А зимними вечерами Марья вязала, перебрасываясь с соседками ленивыми сплетнями. Они были уже и неинтересные, эти давно давно переговоренные новости. Но все по привычке их повторяли, потому, что так чувствовали — там, за метелью, есть что-то еще. Кто-то живет, дышит, любит. А может и не любит, но, то совсем другая история. Такую лишний раз и рассказывать не захочешь на ночь глядя. А то мало ли. Конечно, в сенях укладывался спать Полкан, которого Марья жалела и с улицы всегда на ночь забирала в дом. Но, даже несмотря на то, что Полкан из маленького шерстяного комка давно превратился в пса размером с хорошего теленка, одной оставаться в доме было страшновато.
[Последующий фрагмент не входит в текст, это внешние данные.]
PR #316, opened 2023-10-10
enable/disable caching

luiztauffer:
Example:

image

@bendichter

### DIFF
--- a/nwbwidgets/panel.py
+++ b/nwbwidgets/panel.py
@@ -111,6 +111,19 @@ class Panel(widgets.VBox):
         elif args["new"] == "Local file":
             self.create_components_local_file_source()
 
+    def create_cache_row(self):
+        """Create cache row"""
+        if self.enable_cache:
+            self.cache_checkbox = widgets.Checkbox(description="cache")
+            self.cache_checkbox.observe(self.toggle_cache)
+            self.cache_path_text = widgets.Text("nwb-cache")
+            self.cache_path_text.layout.visibility = "hidden"
+            self.cache_row = widgets.HBox([self.cache_checkbox, self.cache_path_text])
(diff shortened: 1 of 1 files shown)


nwbwidgets/panel.py
```diff
@@ -127,18 +131,26 @@ def create_components_dandi_source(self, args=None):
...
+            self.cache_path_text = None
+            self.cache_row = widgets.HBox([])
+
+        self.source_dandi_file_button = widgets.Button(icon="check", description="Load file")
         self.source_dandi_vbox = widgets.VBox(
             children=[
                 self.source_dandi_id,
                 self.source_dandi_file_dropdown,
-                widgets.HBox([self.cache_checkbox, self.cache_path_text]),
+                self.cache_row,
```
bendichter, line 153: I'd prefer to just not include the cache row here, instead of making it an empty HBox.

nwbwidgets/panel.py
```diff
@@ -172,22 +182,30 @@ def create_components_s3_source(self):
...
-        self.cache_path_text.layout.visibility = "hidden"
+
+        if self.enable_cache:
+            self.cache_checkbox = widgets.Checkbox(
+                description="cache",
+            )
+            self.cache_checkbox.observe(self.toggle_cache)
+            self.cache_path_text = widgets.Text("nwb-cache")
+            self.cache_path_text.layout.visibility = "hidden"
+            self.cache_row = widgets.HBox([self.cache_checkbox, self.cache_path_text])
```
bendichter, line 193: This code is repeated. Could we factor it out into a private method?

luiztauffer:
@bendichter done

bendichter (approved):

И Марья укладывалась в кровать, не гоня от себя Тихона, который тут же устраивался под боком, а потом начинала мечтать. О том, что придет лето, приедут дети, привезут внуков и снова будет хорошо и весело. Намечала себе, что нужно сделать.
На Новый год обычно уезжала в город, чтобы проведать детей и встретить с ними праздники, но, каждый раз, рвалась обратно, беспокоясь, как там дом, как хозяйство.
А потом внуки выросли. Стали все реже приезжать. Выучились, разъехались, и только письма, которые иногда целыми пачками приносил почтальон, радовали Марью. На них она отвечала всегда с удовольствием и обстоятельно. Спустя несколько лет кто-то из них вернулся в родной город, и Марья снова стала нужна.
Шагали мимо года, Марья старела, а с нею вместе старел и дом. Не было уж первого Тихона и первого Полкана. Их места заняли потомки, которых Марья тщательно отбирала. Так, чтобы были похожи.
Ушла старшая дочь, за ней сын, а Марья все жила. Внуки звали в город, обещая присматривать за ней, да только она не хотела.
— Не буду обузой! Сама еще справляюсь! Лучше детишек привозите в гости.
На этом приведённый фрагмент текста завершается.